Saturday, April 30, 2005

The Scotsman - Business - Art for artists' pensions sake

I missed this article back on April 19 when it came out, but I guess there's a minor international trend to set up retirement trusts with contributed art works. From Tim Corrnwell, Arts Correspondent, writing in the Business Section of The Scotsman:

A PENSION trust where artists will pay installments in their own artworks was launched in London yesterday, dangling the prospect of a retirement nest egg for a very insecure profession.

The UK trust would aim to cover 250 working artists, vetted by experts before they join the scheme. They would contribute 20 artworks over 20 years, to be sold when prices are judged to be right...

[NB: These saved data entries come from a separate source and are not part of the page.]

Issue #2788, opened 2019-05-14
Add .NET Framework 4.7.2 to DNN Upgrade Script


ahoefling:
## Description of problem
In DNN 9.4 we are upgrading the .NET Framework from 4.5 -> 4.7.2. The changes have been applied correctly to the web.config for new installations but not upgrades.

## Description of solution
There needs to be new code added to update the web.config for sites that are being upgraded.

## Description of alternatives considered
N/A

## Screenshots
N/A

## Additional context
N/A

## Affected version

* [X] 9.4

## Affected browser
N/A

PR #2789, opened 2019-05-14
Added DNN Upgrade script for 9.4: .NET 4.7.2

ahoefling:
fixes: #2788 

## Summary
Adds upgrade script to update the targetFramework elements in the web.config to be .NET 4.7.2. This is needed to properly upgrade websites to 9.4 as .NET 4.7.2 is introduced in the new version

### DIFF
--- a/Website/Install/Config/09.04.00.config
+++ b/Website/Install/Config/09.04.00.config
@@ -1,0 +1,6 @@
+<configuration>
+  <nodes configfile="web.config">
+    <node path="/configuration/system.web/compilation" action="update" key="targetFramework" value="4.7.2" collision="ignore" />
+    <node path="/configuration/system.web/httpRuntime" action="update" key="targetFramework" value="4.7.2" collision="ignore" />
+  </nodes>
+</configuration>
--- a/Website/Install/Config/09.04.00.config
+++ b/Website/Install/Config/09.04.00.config
@@ -1,6 +1,6 @@
 <configuration>
   <nodes configfile="web.config">
-    <node path="/configuration/system.web/compilation" action="update" key="targetFramework" value="4.7.2" collision="ignore" />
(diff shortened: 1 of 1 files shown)


Website/Install/Config/09.04.00.config
```diff
@@ -0,0 +1,6 @@
+<configuration>
+  <nodes configfile="web.config">
+    <node path="/configuration/system.web/compilation" action="update" key="targetFramework" value="4.7.2" collision="ignore" />
+    <node path="/configuration/system.web/httpRuntime" action="update" key="targetFramework" value="4.7.2" collision="ignore" />
```
bdukes:
```suggestion
    <node path="/configuration/system.web/httpRuntime" action="updateattribute" name="targetFramework" value="4.7.2" />
```

Website/Install/Config/09.04.00.config
```diff
@@ -0,0 +1,6 @@
+<configuration>
+  <nodes configfile="web.config">
+    <node path="/configuration/system.web/compilation" action="update" key="targetFramework" value="4.7.2" collision="ignore" />
```
bdukes:
```suggestion
    <node path="/configuration/system.web/compilation" action="updateattribute" name="targetFramework" value="4.7.2" />
```

donker:
Should the web.config also be updated in the same PR? Or does this get run on a new install as well?

Website/Install/Config/09.04.00.config
ahoefling: Thanks for the advice, I wasn't really sure and grabbed the wrong example to base my change off of. Update on it's way

Website/Install/Config/09.04.00.config
ahoefling: See comment above, thanks for the feedback and update is on it's way

bdukes:
@donker the `web.config` change was made in a previous PR; we recently noticed that the upgrade logic was missing.

PR #2797, opened 2019-05-16
Addition of [Obsolete] Attribute to Users Online

mitchelsellers:
Back in DNN 8.x, or earlier, the UsersOnline HttpModule was removed from the default installations of DNN.  The configuration settings and actual source code for this feature were left inside the platform, however, they have not been tested or supported.

As such, the methods supporting this are legacy and no-longer properly managed.  To follow the published deprecation standards, since no prior notice was given.  I've flagged all implementation methods for the UserOnline feature for removal in v11.0.0.  

The DNN Community initiative, which has the supplemental UsersOnline module, could easily extract this code and install as an extension, which would be the preferred long-term solution as it.

One additional change was included, to update the configuration file on a UnitTest project to match the proper current configuration file.

### DIFF
--- a/DNN Platform/Library/Entities/Users/Users Online/AnonymousUserInfo.cs
+++ b/DNN Platform/Library/Entities/Users/Users Online/AnonymousUserInfo.cs
@@ -29,7 +29,6 @@ namespace DotNetNuke.Entities.Users
     /// -----------------------------------------------------------------------------
     /// Project:    DotNetNuke
     /// Namespace:  DotNetNuke.Entities.Users
-    /// Class:      PurgeUsersOnline
     /// -----------------------------------------------------------------------------
     /// <summary>
     /// The AnonymousUserInfo class provides an Entity for an anonymous user
--- a/DNN Platform/Library/Entities/Users/Users Online/AnonymousUserInfo.cs
+++ b/DNN Platform/Library/Entities/Users/Users Online/AnonymousUserInfo.cs
@@ -37,6 +37,7 @@ namespace DotNetNuke.Entities.Users
     /// </remarks>
     /// -----------------------------------------------------------------------------
     [Serializable]
+    [Obsolete("Support for users online was removed in 8.x, other solutions exist outside of the DNN Platform.  Scheduled removal in v11.0.0.")]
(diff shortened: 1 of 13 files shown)


sleupold:
has the http module been included in UsersOnline module?
We still have a number of clients using it and want to be able to get the online status, e.g. when fighting against spam users.

DNN Platform/Library/Entities/Users/Users Online/AnonymousUserInfo.cs
```diff
@@ -29,7 +29,6 @@ namespace DotNetNuke.Entities.Users
     /// -----------------------------------------------------------------------------
     /// Project:    DotNetNuke
     /// Namespace:  DotNetNuke.Entities.Users
-    /// Class:      PurgeUsersOnline
     /// -----------------------------------------------------------------------------
     /// <summary>
     /// The AnonymousUserInfo class provides an Entity for an anonymous user
```
bdukes: This is in the `Users Online` directory, should it be marked as `Obsolete` as well?  It's only used from `DataProvider.UpdateUsersOnline`:
https://github.com/dnnsoftware/Dnn.Platform/blob/a1b217e038127f673fbfa82624e4d91f81993aab/DNN%20Platform/Library/Data/DataProvider.cs#L2498-L2519

valadas:
@sleupold Actually after looking at it, it appears the users online module was never even moved to github... If there is interest in updating the module, it is still on codeplex here https://archive.codeplex.com/?p=dnnusersonline I am willing to move it to github if we have interested contributors... Just let me know...

DNN Platform/Library/Entities/Users/Users Online/AnonymousUserInfo.cs
donker: To add to this: this is in a folder called "Users Online" containing code that is just meant for this part. All classes should be marked obsolete IMHO. It can easily be implemented as a 3rd party sln external to the core. Since we're axing it, remove all related parts IMHO.

mitchelsellers: I corrected the missing items

Issue #2762, opened 2019-05-07
Make Default Module Action Menu Configurable


mikesmeltzer:
Follow-up to RFC #2700 

## Description of problem

Currently, the path to the default Module Action menu control (/admin/Menus/ModuleActions/ModuleActions.ascx) is hardcoded within the C# in the Container base class and does not allow a developer to configure the site to use a different action menu control by default on a per site basis.

The default action menu can be overridden on a per module basis by using a container that uses it's own action menu control. However, it would be ideal if we could define the action menu at a portal level and override the default action menu regardless of the container being used across the site, unless the container supplied it's own action menu as you can today.

## Description of solution
Add a new Portal Setting called DefaultActionMenu, similar to how the default skin path, container path, etc. are stored.

Have the setting defaulted to the existing action menu path and allow users to swap this behaviour out by changing the setting value to point to an action menu control of their choosing.

This change would include the SQL to include the new portal setting in the DB, change the container base class to read from the portal setting instead of the hardcoded path, and changes to the Portal Settings and Portal Settings Controller to add the new setting into the API.

## Affected version

This is net new functionality targeted for DNN v9.4.

## Affected browser

This is a server side feature and is therefore browser agnostic.

ohine:
Closing issue as PR was merged.

PR #2804, opened 2019-05-19
Make Default Module Action Menu Configurable

mikesmeltzer:
Fixes issue #2762 

## Summary

Added a new property to the Host Setting entity that will allow solution developers to change what control get's loaded for the portal's default Module Action Menu.

Adjusted the the Container.cs class to read from the new HostSetting instead of a hard coded value.

The new behaviour will default to the core module action menu if a HostSetting entry for the new property is not found in the database,

I added a git ignore for SolutionInfo.cs as local build scripts were modifying that file to update the versioning.

Note:  I've tested that the SQL script works when running manually but it is not being ran (or appears that way) when I modify a nightly 9.4 build to include this script.  If someone can put another set of eyes on the script and see if they can spot the issue, if not I'd like to see if it works properly when we do a RC build (the script not running will not break the site/code but it would be nice to add the value into the DB).


sleupold:
Wouldn't it be easier, to provide the default value in the API instead of the database table? This way, no record would be needed, unless using a custom action menu.

mikesmeltzer:
@sleupold That is exactly how I have it currently. The default value is supplied in the API and if it exists in the database then it will use that one instead. You can find the defaulting in the PortalSettingsController.cs file change.

For including it in the DB during install, my thought was from a discover-ability perspective that it would be easier for developers to get started using this if they could see the setting in the DB instead of it being hidden away.

Since it works without the script, if the script isn't working properly then it's not a blocker to move ahead without it.

.gitignore
```diff
@@ -59,6 +59,7 @@ _ReSharper*
 
 # Others
 
+SolutionInfo.cs
```
bdukes: If `SolutionInfo.cs` is already a tracked file, adding it to the `.gitignore` won't stop it from being tracked.  The `.gitignore` only affects new files.  Is this ignoring a copy of `SolutionInfo.cs` that isn't committed in the repo?

Website/Providers/DataProviders/SqlDataProvider/09.04.00.SqlDataProvider
```diff
@@ -277,6 +277,30 @@ AS
 
 GO
 
+/* Issue #2762  - Make Default Module Action Menu Configurable */
+/***************************************************************/
+
+BEGIN
+
+	INSERT INTO {databaseOwner}[{objectQualifier}PortalSettings] (PortalID, SettingName, SettingValue, CreatedByUserID, CreatedOnDate, LastModifiedByUserID, LastModifiedOnDate)
```
bdukes: As @sleupold stated, I'd prefer we didn't have the SQL script and just allowed the default in code to be used in the majority of cases.

bdukes:
Thanks @mikesmeltzer!

Is the alternative action menu something open source that you can point to, or is it custom/proprietary?

.gitignore
mikesmeltzer: The solutioninfo.cs change was recommended by Oliver that I add it because one of the local build scripts was modifying the the shared file solutioninfo.cs file (to update the version) and then was getting picked as a change.  After adding this to the .gitignore file my Visual Studio is now no longer showing changes to the file, across the projects, and has the icon to be ignored.  Is there another way I should be doing this? Should this be removed?

bdukes: Unless I'm misunderstanding the scenario, adding the file to the `.gitignore` did not cause changes to the file to be ignored (try manually making a change to the file and see if it shows as a change).

Website/Providers/DataProviders/SqlDataProvider/09.04.00.SqlDataProvider
mikesmeltzer: Sure, I'll remove it and have some troubleshooting time on why it didn't fully work :)

mikesmeltzer:
@bdukes There aren't any alternatives at the moment. I am intending to do a blog post for the 9.4 release informing users as to what the feature is and how one would get started building their own menus.

.gitignore
mikesmeltzer: I just made a change on my end and it seems to be  being ignored. See attached pic.

image

mikesmeltzer: If there is confusion I can just remove this change from this PR and we can discuss the scenario/issue at tomorrows meeting and see if there is a better way forward. @ohine has a better idea of the issue and can probably explain better than I. I'm not sure why others haven't ran into the issue on their local env. - it had to do with the version on the DLL's being incorrect and not loading.

bdukes: Weird, I still see a change if I edit that file, in VS 2017 and on the command line.  Thanks for removing, we can look at what might need to change around that separately.  
SolutionInfo.cs listed under Changes in Visual Studio 2017's Team Explorer

ohine:
Thanks for the contribution @mikesmeltzer! Sorry for the confusion around the SolutionInfo file too.

ohine:
[Successful build](https://dev.azure.com/dotnet/DNN/_build/results?buildId=17434) queued manually.

PR #2817, opened 2019-05-25
Update PetaPoco to Nuget Reference and fix TableName attribute bug

ohine:
## Summary
In PR #2764, we upgraded PetaPoco which caused our custom mapper, `PetaPocoMapper`, to never register at runtime. This caused all of our custom attributes to stop functioning. 

```
namespace My.CustomModule.Data.Models
{
    [TableName("CustomModule_CustomEntries")]
    [PrimaryKey("Id", AutoIncrement = true)]
    [Scope("ModuleId")]
    public class CustomEntry : Entity
    {
        public string Title { get; set; }
        public DateTime Date { get; set; }
        public string Details { get; set; }
    }
}
```

Which would throw the following exception. 

```
DotNetNuke.Services.Exceptions.ModuleLoadException: Invalid object name CustomEntry
```

This PR fixes that, and it also swaps out the direct local reference to `PetaPoco` to the Nuget package `PetaPoco.Compiled` and updates us again from v6.0.404 to v6.0.415. I also checked the license and it hasn't changed so we do not need any updates to the licenses folder. 

TL;DR: GetMapper in v5.0.1 didn't have a default param and would return a `StandardMapper` instead of our custom `PetaPocoMapper` when the mapper wasn't registered yet. Now we are setting a new variable to be a `StandardMapper` and passing it into the `GetMapper` call.


DNN Platform/Library/Data/PetaPoco/PetaPocoMapper.cs
```diff
@@ -114,17 +116,15 @@ public static void SetMapper<T>(IMapper mapper)
             _lock.EnterWriteLock();
             try
             {
-                if (Mappers.GetMapper(typeof (T), mapper) is StandardMapper)
+                if (Mappers.GetMapper(typeof (T), _defaultMapper) is StandardMapper)
```
daguiler: I think this will always be true

DNN Platform/Tests/DotNetNuke.Tests.Data/DotNetNuke.Tests.Data.csproj
```diff
@@ -74,7 +74,7 @@
       <Private>True</Private>
     </Reference>
     <Reference Include="PetaPoco">
-      <HintPath>..\..\Components\PetaPoco\bin\PetaPoco.dll</HintPath>
+      <HintPath>..\..\Library\bin\PetaPoco.dll</HintPath>
```
ahoefling: Instead of referencing the `Library\bin\PetaPoco.dll` could we update the test project to use the nuget file. This will limit a dependency on the compiled dll and force NuGet to resolve the dependency which I believe is the best practice we should be following

DNN Platform/Tests/DotNetNuke.Tests.Integration/DotNetNuke.Tests.Integration.csproj
```diff
@@ -91,7 +91,7 @@
       <Private>True</Private>
     </Reference>
     <Reference Include="PetaPoco">
-      <HintPath>..\..\Components\PetaPoco\bin\PetaPoco.dll</HintPath>
+      <HintPath>..\..\Library\bin\PetaPoco.dll</HintPath>
```
ahoefling: (Same as above)

Instead of referencing the Library\bin\PetaPoco.dll could we update the test project to use the nuget file. This will limit a dependency on the compiled dll and force NuGet to resolve the dependency which I believe is the best practice we should be following

DNN Platform/Library/Data/PetaPoco/PetaPocoMapper.cs
ahoefling: I'm not sure if I understand this logic 100% percent, could you explain how this statement would ever by false. 

If I am understanding the code correctly it tries to get the mapper on the entity of `T` and if there is no mapper on entity of `T` it uses the default mapper variable `_defaultMapper`. In our case it is just the `StandardMapper`.

Can you confirm?

---
Some general thoughts I had about this change which I don't think we can easily implement but would like to get us thinking about. At first look of this code my first instinct was how can we update it to use Dependency Injection instead of instantiating the IMapper at line 45 and re-using it. Since this method is a static method I understand why we are instantiating it, but I would love to start thinking about using Dependency Injection more and how we can update this code to use it. **This last bit is just some thoughts and we don't need to add Dependency Injection**
--

DNN Platform/Tests/DotNetNuke.Tests.Data/DotNetNuke.Tests.Data.csproj
ohine: I had the same thought, however the reasoning behind my initial decision was to try and keep the dependabot pull requests down to a minimum. Since they only look at a single folder/configuration file and don't do a recursive search. We'd end up with 3 pull requests to update the reference in the Dnn.Platform project. 

I'm happy to make this change, if that's something everyone agrees on. However, I think we'd be OK with the single nuget reference and then just using a standard file based reference on the support projects.

Another thought (untested and not researched), we might be able to do something similar with the yarn-workspace monorepo configuration so we can decrease the PR workload when these references are updated.

DNN Platform/Library/Data/PetaPoco/PetaPocoMapper.cs
ohine: It's a bit of bizarre code for sure. It took me a little bit to fully wrap my head around it. Initially in #2764 I was incorrect in my assumptions. I think now it's at least working as it was before that PR. 

Nothing should be using the StandardMapper, every `T` I threw at the function while attached to the debugger returned our custom `PetaPocoMapper`. It's a very bad way (IMO) of checking if our mapper is registered yet or not for the requested type. 

Basically, On the first call for each type, `T`, our custom mapper isn't registered yet. The call to GetMapper wouldn't find that type, and it would then return the _defaultMapper. In #2764 I was using our custome mapper type, so the check for `is StandardMapper` was always false and our custom mapper was never registered as the result. 

Chatting offline with @daguiler earlier about this, as he had basically the same questions. The idea I came up with was to introduce a new class called `NullMapper` or `NotYetRegisteredMapper` (which would replace the `is StandardMapper` check), and this would make things a bit easier to understand. It would also allow the StandardMapper to be used, which I'm not even sure is possible in our implementation, but as it is right now (and in all previous version) I think the code would error if T actually used the StandardMapper. 

As for Dependency Injection. For sure! I'd love to  work together on improving the platform with DI. Lets plan to get some of that into v9.4.1 or v10 (depending on any breaking changes, etc). At least v6 of PetaPoco is netstandard so that should help us quite a bit on the journey to .netcore support.

ahoefling:
@ohine thanks for the detailed explanations here, I have no issues with holding up this PR at all and the information you provided is very useful.

DNN Platform/Tests/DotNetNuke.Tests.Data/DotNetNuke.Tests.Data.csproj
bdukes: I'm going to go ahead and merge, but I'd like to see us using NuGet for references where possible.  We'll need to investigate if there's a better way to manage that with Dependabot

A similar scheme was launched in the United States last year. After the launch of the UK scheme yesterday, Berlin is set to be next. The Artist Pension Trust offered few details on what cash sums artists could expect to receive from a collection that would run to 2,000 works of visual art, from video to paintings...
On that last point, perhaps it's because in the real world it's impossible for The Artist Pension Trust to have any idea whatsoever what prices the art will fetch down the road. Especially the art they haven't seen yet. At a guess.

Despite Mr. Cornwell's minor confusion about where money comes from and how it is allocated and by whom, the article is overall an interesting read. (Use title link.)

For more details, see www.artistpensiontrust.org.

I wish The Artist Pension Trust and its associated artists all the luck in the world. After all, the program is showing a fair amount of both initiative and prudence, and it promotes personal responsibility in a community-cushioned kind of way. I don't know about you, but I find that much better than asking for government handouts ripped from the pockets of taxpayers.